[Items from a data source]
• • •

PR #250, opened 2022-04-21
Source tweaks

kbrock:
pulled out of #246 

These are base changes that help various versions of the gems run better with active_hash


kbrock:
If there is something holding this up, please let me know and I can fix.

I would really like this and the travis.yml PRs merged. So when merging other's code, I at least have a green test suite that I can run locally.

Do we have a rule against merging our own code?

PR #258, opened 2022-08-16
Fix rspec config when SKIP_ACTIVE_RECORD enabled

yujideveloper:
I fixed rspec config when `SKIP_ACTIVE_RECORD` enabled.
It broke at #256


kbrock (approved):
This looks good

Could you update the description to explain why this fixes?
The tests looked green before and after this change

yujideveloper:
I updated PR's description.
And I rebased my branch.

PR #259, opened 2022-08-16
Fix deprecation warnings

yujideveloper:
I fixed two deprecation warnings below. 

* `DEPRECATION WARNING: Rails 7.0 has deprecated Enumerable.sum in favor of Ruby's native implementation available since 2.4. Sum of non-numeric elements requires an initial argument.
`
* `DEPRECATION WARNING: Time#to_s(:number) is deprecated. Please use Time#to_fs(:number) instead.`

### DIFF
--- a/lib/active_file/hash_and_array_files.rb
+++ b/lib/active_file/hash_and_array_files.rb
@@ -13,7 +13,7 @@ module ActiveFile
       loaded_files = full_paths.collect { |path| load_path(path) }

• • •

_Exercise_
Please set down exactly the lines running from the one with "These are base" to the last line of the entries above, both of them included, and no others.

_Written response_
These are base changes that help various versions of the gems run better with active_hash


kbrock:
If there is something holding this up, please let me know and I can fix.

I would really like this and the travis.yml PRs merged. So when merging other's code, I at least have a green test suite that I can run locally.

Do we have a rule against merging our own code?

PR #258, opened 2022-08-16
Fix rspec config when SKIP_ACTIVE_RECORD enabled

yujideveloper:
I fixed rspec config when `SKIP_ACTIVE_RECORD` enabled.
It broke at #256


kbrock (approved):
This looks good

Could you update the description to explain why this fixes?
The tests looked green before and after this change

yujideveloper:
I updated PR's description.
And I rebased my branch.

PR #259, opened 2022-08-16
Fix deprecation warnings

yujideveloper:
I fixed two deprecation warnings below. 

* `DEPRECATION WARNING: Rails 7.0 has deprecated Enumerable.sum in favor of Ruby's native implementation available since 2.4. Sum of non-numeric elements requires an initial argument.
`
* `DEPRECATION WARNING: Time#to_s(:number) is deprecated. Please use Time#to_fs(:number) instead.`

### DIFF
--- a/lib/active_file/hash_and_array_files.rb
+++ b/lib/active_file/hash_and_array_files.rb
@@ -13,7 +13,7 @@ module ActiveFile
       loaded_files = full_paths.collect { |path| load_path(path) }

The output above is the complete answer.